Task brief:
Given the entries that follow, write out exactly the lines starting at the one containing "BTW the UI glitch" and ending at the one containing "I've found the", both ends included, and only those.

Start of Given records

PR #542, opened 2019-12-30
Added tutorial in Grid Paint Activity.

s-mag:


llaske:
It don't work. The screen become gray but the popup doesn't appears.

s-mag:
> It don't work. The screen become gray but the popup doesn't appears.

This is the problem emerging with me ... I did all the steps correctly but I am not getting why the popups doesn’t appear... They work if we click right arrow from the keyboard but the css is not showing up... I don’t know why... Can you suggest me a way to solve this issue...

llaske:
Not sure it's related but webL10n is not initialized in this activity.

s-mag:
> Not sure it's related but webL10n is not initialized in this activity.

Its not related to wbL10n.....

llaske:
It's related to webL10n, when I'm removing all call to `l10n.get` method in your file, the popup is displayed...

s-mag:
> It's related to webL10n, when I'm removing all call to `l10n.get` method in your file, the popup is displayed...

Oh yes.. Thanks. I will do the necessary changes now..

s-mag:
Added Popups and fixed the Issue.
Thanks.

llaske:
You must not hard code the text for the tutorial, you should make localization work!

sdziuda:
I've also encountered the problem with localization not being initialized at all. Anyway fixing it is really simple. You need to go back to [step 5 of the tutorial](https://github.com/llaske/sugarizer/blob/dev/docs/tutorial_step5.md) and add some code in activity.js and index.html
I hope I could help you a little :)

s-mag:
> I've also encountered the problem with localization not being initialized at all. Anyway fixing it is really simple. You need to go back to [step 5 of the tutorial](https://github.com/llaske/sugarizer/blob/dev/docs/tutorial_step5.md) and add some code in activity.js and index.html
> I hope I could help you a little :)

Thanks man...

s-mag:
> You must not hard code the text for the tutorial, you should make localization work!

Ok sir I will add localization

s-mag:
Added Localization but i have not translated for other languages..

llaske:
It's better.

Two remarks:

- The webL10n is not initialized so the tutorial language is always the language of the browser. You should initialized by using code mentioned [here](https://github.com/llaske/sugarizer/blob/dev/docs/tutorial_step5.md#initialize-localization).
- Will be nice to display a different tutorial in list mode and in detailed mode. You could differentiate it using the global variable `mode`. See [here](https://github.com/llaske/sugarizer/blob/dev/activities/Gridpaint.activity/js/gridpaint.js#L55).

s-mag:
> It's better.
> 
> Two remarks:
> 
> * The webL10n is not initialized so the tutorial language is always the language of the browser. You should initialized by using code mentioned [here](https://github.com/llaske/sugarizer/blob/dev/docs/tutorial_step5.md#initialize-localization).
> * Will be nice to display a different tutorial in list mode and in detailed mode. You could differentiate it using the global variable `mode`. See [here](https://github.com/llaske/sugarizer/blob/dev/activities/Gridpaint.activity/js/gridpaint.js#L55).

I will do the changes right away..

s-mag:
Added different tutorial for different modes and fixed Localization.

llaske:
Nice.

One more issue, a horizontal scrollbar appears when the tutorial is launched:

image

s-mag:
Changed Placement.. to center

s-mag:
@llaske Is this approach fine.

Issue #389, opened 2019-10-12
Add a synth keyboard mode in TamTam Micro activity


llaske:
The idea of this enhancement is to add a keyboard mode into the TamTam Micro activity to allow user to play like a keyboard with the sound he choose. It will transform the activity into a mini synth keyboard.

To do that there is three things to do:

- Replace the current audio implementation [here](https://github.com/llaske/sugarizer/blob/dev/activities/TamTamMicro.activity/audio.js) using HTML5.Audio by the [Web Audio API](https://developer.mozilla.org/en-US/docs/Web/API/Web_Audio_API/Simple_synth)
- Integrate a Piano keyboard in the activity. Could be [this one](https://github.com/FreddieN/sugarizer/tree/master/activities/Piano.activity).

![uOQpaJI](https://user-images.githubusercontent.com/981841/66698475-c4ca5500-ecde-11e9-8914-7b4386044e67.gif)

- Implement synth instructions: could be something like [this](https://developer.mozilla.org/en-US/docs/Web/API/Web_Audio_API/Simple_synth).

pidddgy:
@llaske would you want something where you can right click on a sound and a popover appears, with a button that goes to the piano view?

llaske:
Hmmm. Right click is not a good idea because Sugarizer could be use on a touch screen.
Instead I'm thinking to:

- Update the activity to allow to "select" a sound. The selected sound will be the most recently used.
- Add a button to switch to a "Piano mode" in the toolbar. In Piano mode the list of sounds will be replaced by the piano view.

llaske:
Fixed in https://github.com/llaske/sugarizer/pull/544

PR #544, opened 2020-01-01
add synth keyboard to tamtam activity(WIP)

pidddgy:
#389


llaske:
Look like the file Toggle%20Piano.png is missing in the repo.

Warning: do not change indentation in the file. Here you should use TAB instead of white spaces.

activities/TamTamMicro.activity/piano.js
```diff
@@ -0,0 +1,81 @@
+enyo.kind({
+	name: "TamTam.Piano",
+    components: [
```
llaske: Please don't mix indentation, should be TAB

activities/TamTamMicro.activity/index.html
```diff
@@ -11,10 +11,12 @@
 	href="lib/sugar-web/graphics/css/sugar-200dpi.css">
 <link rel="stylesheet" href="css/activity.css">
 <link href="lib/enyo/enyo.css" rel="stylesheet" type="text/css" />
+<script src="https://unpkg.com/tone@next/build/Tone.js"></script>
```
llaske: Do not reference library on the web. Everything should be copied locally to allow offline mode

activities/TamTamMicro.activity/app.js
```diff
@@ -47,33 +48,53 @@ enyo.kind({
...
+			for(var i = 0 ; i < len ; i++ ) {
+				this.$.collections.createComponent(
+					{ kind: "TamTam.Collection", name: TamTam.collections[i].name, selection: (i == this.collection), ontap: "changeCollection" },
+					{ owner: this }
+				).render();
+			}
+			
+			// TODO: get icon
+			this.$.collections.createComponent(
+				{ kind: "TamTam.Collection", name: "piano", selection: (i == this.collection), ontap: "changePianoMode" },
```
llaske: This line generate a message in the browser console:

`
    enyo.js:21 enyo.Component.addComponent():  Duplicate component name "piano" in owner "app" violates unique-name-under-owner rule, replacing existing component in the hash and continuing, but this is an error condition and should be fixed.`

Seems related to the fact that you can't use piano as `name` because another component (probably the piano item) has already the same id.

activities/TamTamMicro.activity/piano.js
pidddgy: 3e59733

activities/TamTamMicro.activity/index.html
pidddgy: 4f99ebb15387e3e726bf0df0da8199b0d339e31f

activities/TamTamMicro.activity/app.js
pidddgy: fb7d165

llaske:
Nice. You solved the comments in the review.
The idea is to put the piano button in the toolbar not at the same place that the collections.
The image in the piano view should be the image of the item played.

llaske:
Good.

Few remarks:

- It should be nice to surround differently the last instrument clicked (to see the selection)
- The piano button in the toolbar should have the class `active` when you're on the piano view
- Don't use black background for item, use the same color than on the collection
- When the first click is on the piano icon, the piano view is incorrect (see below)

image

- Remove all log messages in your code
- I can't merge your code because you've not the last dev branch (miss the fullscreen and tutorial button)

pidddgy:
if by "the piano view is incorrect" you mean that there's no icon at the top showing the currently selected instrument, that's because there is no currently selected instrument by default - i can make it default to something if you want

pidddgy:
re: When the first click is on the piano icon, the piano view is incorrect (see below) I've made it default to using the piano instrument for now.

activities/TamTamMicro.activity/app.js
```diff
@@ -47,33 +47,49 @@ enyo.kind({
...
+			this.$.collections.applyStyle("background-color", '#ffffff');
 
-		// Display items
-		var collection = TamTam.collections[this.collection];
-		var len = collection.content.length;
-		for(var i = 0 ; i < len ; i++ ) {
-			var item = this.$.items.createComponent(
-				{ kind: "TamTam.Item", name: collection.content[i] },
+			if(currentPianoMode !== null) {
+				this.$.items.createComponent(
```
llaske: Please use this.userColor.stroke for background of this item.
See [here](https://github.com/llaske/sugarizer/pull/544/files#diff-c2fb8208740e638314fe55c3feeed5b6R90) to see how.

activities/TamTamMicro.activity/images/database/piano-icon.svg
```diff
@@ -0,0 +1,55 @@
+<?xml version="1.0" standalone="no"?><!DOCTYPE svg PUBLIC "-//W3C//DTD SVG 1.1//EN" "http://www.w3.org/Graphics/SVG/1.1/DTD/svg11.dtd"
```
llaske: Please move this file into `TamTamMicro.activity/icons` directory instead.

activities/TamTamMicro.activity/index.html
```diff
@@ -17,10 +17,12 @@
 <script src="lib/bootstrap-tour-standalone.min.js"></script>
 <script>if (window.module) module = window.module;</script>
 <link href="lib/enyo/enyo.css" rel="stylesheet" type="text/css" />
+<script src="lib/Tone.js"></script>
```
llaske: Please move this file into the` if (typeof module)` and `if (window.module)` to avoid possible incompatibility with electron as explained [here](https://github.com/llaske/sugarizer/blob/dev/docs/tutorial_step9.md#integrate-bootstrap-tour-components)

activities/TamTamMicro.activity/item.js
```diff
@@ -17,24 +17,20 @@ enyo.kind({
 	
 	// Item setup
 	nameChanged: function() {
-		this.$.itemImage.setAttribute("src", "images/database/"+this.name+".png");
+        if(currentPianoMode === this.name) {
```
llaske: Please respect indentation here

activities/TamTamMicro.activity/item.js
```diff
@@ -17,24 +17,20 @@ enyo.kind({
...
+            this.$.itemImage.setAttribute("src", "images/database/"+this.name+"sel.png");
+        } else {
+            this.$.itemImage.setAttribute("src", "images/database/"+this.name+".png");
+        }
 	},
 	
 	// Play sound using the media
 	play: function() {
+        currentPianoMode = this.name;
```
llaske: Please respect indentation here

main.js
```diff
@@ -15,7 +15,7 @@ var dialog = electron.dialog;
 
 var mainWindow = null;
 
-var debug = false;
+var debug = true;
```
llaske: Please set again to false

activities/TamTamMicro.activity/js/activity.js
```diff
@@ -50,7 +50,15 @@ define(["sugar-web/activity/activity", "sugar-web/env", "tutorial", "webL10n"],
 		// Stop sound at end of game to sanitize media environment, specifically on Android
 		document.getElementById("stop-button").addEventListener('click', function (event) {
 			sound.pause();
-		});
+        });
```
llaske: Please respect indentation here

llaske:
Hmmm. The idea was not to close piano mode when there is a click on tutorial button.
The idea was to add a part of the tutorial in piano mode to explain the piano UI:

- The current instrument
- The keyboard
- The toolbar button to go back to normal mode

You could easily customize tutorial depending of the mode, see for example what's done in Gridpaint [here](https://github.com/llaske/sugarizer/blob/dev/activities/Gridpaint.activity/lib/tutorial.js#L40).

Also, it will be nice to allow use of keyboard to play piano. It's why number 1 to 7 are written on the keys. You could do easily by adding a keyboard listener like [here](https://github.com/llaske/sugarizer/blob/master/js/password.js#L51). May be we could detect if CTRL key is pressed to play the matching black key.

main.js
llaske: Look like you've set again debug to true...

pidddgy: a0db5c8 set it to false in here, my bad

llaske:
Tutorial is perfect now.

Regarding keyboard, something goes wrong. It look like each time a key is pressed the event keydown is received multiple times so the sound played is very bad.
May be you could prevent playing multiple times the same note until the keyup event is received?

activities/TamTamMicro.activity/piano.js
```diff
@@ -69,6 +98,16 @@ enyo.kind({
 		player.connect(pitchShift);
 		player.autostart = true;
 	},
+	
+	create: function() {
+		this.inherited(arguments);
+		this.collection = 0;
+		var that = this;
+		document.addEventListener('keydown', function(event) {
```
llaske: Be careful: each time the screen is created, a new event listener is registered. You should remove the event listener when leaving the piano mode else the method will be called one more time each time you reopen the screen.

activities/TamTamMicro.activity/piano.js
```diff
@@ -119,4 +120,13 @@ enyo.kind({
 	abort: function() {
 		this.endofsound();
 	},
+
+	destroy: function () {
+		var that = this;
+		window.clearInterval(that.job);
```
llaske: Not sure to understand what is this `that.job` ?

activities/TamTamMicro.activity/piano.js
```diff
@@ -119,4 +120,13 @@ enyo.kind({
...
+		that.inherited(arguments);
+		document.removeEventListener('keydown', function(event) {
```
llaske: You should call the removeEventListener with the same function that the one you've registered in addEventListener. Here you pass a function that do the same think but I'm not sure it the same.
So, I guess you must set the function in a variable to be sure to pass the same value.

activities/TamTamMicro.activity/piano.js
pidddgy: addressed in 
e281f29

pidddgy:
e216aa3 re: glitch with app redrawing, i wasn't able to reproduce the error but I think this will fix it, as .update() only redraws the parts of the component that was changed

activities/TamTamMicro.activity/piano.js
pidddgy: 11c503b

activities/TamTamMicro.activity/piano.js
pidddgy: e281f29 my bad, was following a code sample and left that in by accident lol

activities/TamTamMicro.activity/piano.js
pidddgy: 6dd6371 not sure if using .bind will cause the same problem, but it was broken before and .bind fixed it. But it's not an anonymous function, so maybe this will work?

pidddgy:
not entirely sure if this will work, but I've added a fix that destroys the items and collections all at once rather than pushing collections to an array, destroying all the collections, pushing all the items, and so on. Hopefully this will make updating faster. Want to test again @llaske ?

llaske:
Nice, the UI glitch is fixed.

BTW I'm afraid something wrong. When I switch several times between Piano mode and Instruments mode, then use keyboard, the sounds is played several times (I've added a log message [here](https://github.com/llaske/sugarizer/pull/544/files#diff-59dbdad8972f42f759eded15b3a1ccf6R96) to be sure). Like when the repeat was not processed. Could means that the removeEventListener don't work...

activities/Abecedarium.activity/play.js
```diff
@@ -301,8 +301,6 @@ enyo.kind({
 	// Check taped
 	checkTaped: function() {
 		this.forbidentry = true;
-		if (this.playing != null)
```
llaske: This change is not related to this PR. Please exclude this file.

llaske:
Nice. The sound issue is fixed.

BTW the UI glitch is still there. I've said that it disappears but it's not the case.
I've found the issue, it's related to [this line](https://github.com/llaske/sugarizer/pull/544/files#diff-ec78797add88abde31a1dde83a9c6baaR61). It force the redrawing of the whole screen at each click.

I guess you've done it to handle change selection? May be you could try to find a way to do that without redrawing the whole screen. Why not changing only the item state?

Also, look like the file `images/database/pianobutton.png` is no longer used.

llaske:
Nice. The UI Glitch is now fixed.

Still an issue. When clicking on the item image in piano mode there is an error in the console:

```
item.js:31 Uncaught TypeError: Cannot read property 'setAttribute' of undefined
    at e.TamTam.Item.deselect() [as deselect] (item.js:31)
    at enyo.instance.TamTam.App.updateItem() [as updateItem] (app.js:108)
    at enyo.instance.enyo.Component.dispatch() [as dispatch] (enyo.js:63)
    at enyo.instance.enyo.Component.dispatchEvent() [as dispatchEvent] (enyo.js:63)
    at enyo.instance.enyo.Control.dispatchEvent() [as dispatchEvent] (enyo.js:171)
    at enyo.instance.enyo.Component.dispatchBubble() [as dispatchBubble] (enyo.js:63)
    at enyo.Component.bubbleUp() [as bubbleUp] (enyo.js:63)
    at enyo.Component.dispatchBubble() [as dispatchBubble] (enyo.js:63)
    at enyo.Component.bubbleUp() [as bubbleUp] (enyo.js:63)
    at enyo.Component.dispatchBubble() [as dispatchBubble] (enyo.js:63)
TamTam.Item.deselect() @ item.js:31
TamTam.App.updateItem() @ app.js:108
enyo.Component.dispatch() @ enyo.js:63
enyo.Component.dispatchEvent() @ enyo.js:63
enyo.Control.dispatchEvent() @ enyo.js:171
enyo.Component.dispatchBubble() @ enyo.js:63
enyo.Component.bubbleUp() @ enyo.js:63
enyo.Component.dispatchBubble() @ enyo.js:63
enyo.Component.bubbleUp() @ enyo.js:63
enyo.Component.dispatchBubble() @ enyo.js:63
enyo.Component.bubbleUp() @ enyo.js:63
enyo.Component.dispatchBubble() @ enyo.js:63
enyo.Component.bubbleUp() @ enyo.js:63
enyo.Component.dispatchBubble() @ enyo.js:63
enyo.Component.bubble() @ enyo.js:63
n.<computed>.n.<computed> @ enyo.js:63
TamTam.Item.play() @ item.js:36
enyo.Component.dispatch() @ enyo.js:63
enyo.Component.dispatchEvent() @ enyo.js:63
enyo.Control.dispatchEvent() @ enyo.js:171
enyo.Component.dispatchBubble() @ enyo.js:63
enyo.Component.bubbleUp() @ enyo.js:63
enyo.Component.dispatchEvent() @ enyo.js:63
enyo.Control.dispatchEvent() @ enyo.js:171
enyo.Component.dispatchBubble() @ enyo.js:63
enyo.Component.bubble() @ enyo.js:63
dispatchBubble @ enyo.js:186
dispatch @ enyo.js:186
e.dispatch @ enyo.js:186
sendTap @ enyo.js:195
up @ enyo.js:195
mouseup @ enyo.js:195
(anonymous) @ enyo.js:195
dispatch @ enyo.js:186
e.dispatch @ enyo.js:186
Show 5 more frames
```

Previously, it played the original sound.

activities/TamTamMicro.activity/app.js
```diff
@@ -105,7 +105,15 @@ enyo.kind({
 	},
 	
 	updateItem: function(sender, event) {
-		this.openItems[event.toChange].deselect();
+		try {
```
llaske: Wooaw, using try/catch to avoid the issue is not a good practice 😮 
Will be better to test if the `event.toChange` and `this.openItems[event.toChange]` is not null before calling `deselect` method

llaske:
It perfectly works now. Thanks a lot for your work and your determination.
It will be a very useful feature on the field.

llaske:
@pidddgy, could you have a look on https://github.com/llaske/sugarizer/issues/564 ?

End of Given records

Written solution:
BTW the UI glitch is still there. I've said that it disappears but it's not the case.
I've found the issue, it's related to [this line](https://github.com/llaske/sugarizer/pull/544/files#diff-ec78797add88abde31a1dde83a9c6baaR61). It force the redrawing of the whole screen at each click.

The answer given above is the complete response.